▶ [TRY IT] Your output should be every line below, copied exactly.

--- STUDY MATERIAL Enclosed Below ---

PR #88, opened 2015-09-23
Allow @validate to take multiple trait names

SylvainCorlay:
I don't think there is a reason why `@observe` can take multiple names and not `@validate`.


minrk:
Makes sense.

--- End of Enclosed STUDY MATERIAL ---

▶ [EXPECTED ANSWER]
PR #88, opened 2015-09-23
Allow @validate to take multiple trait names

SylvainCorlay:
I don't think there is a reason why `@observe` can take multiple names and not `@validate`.


minrk:
Makes sense.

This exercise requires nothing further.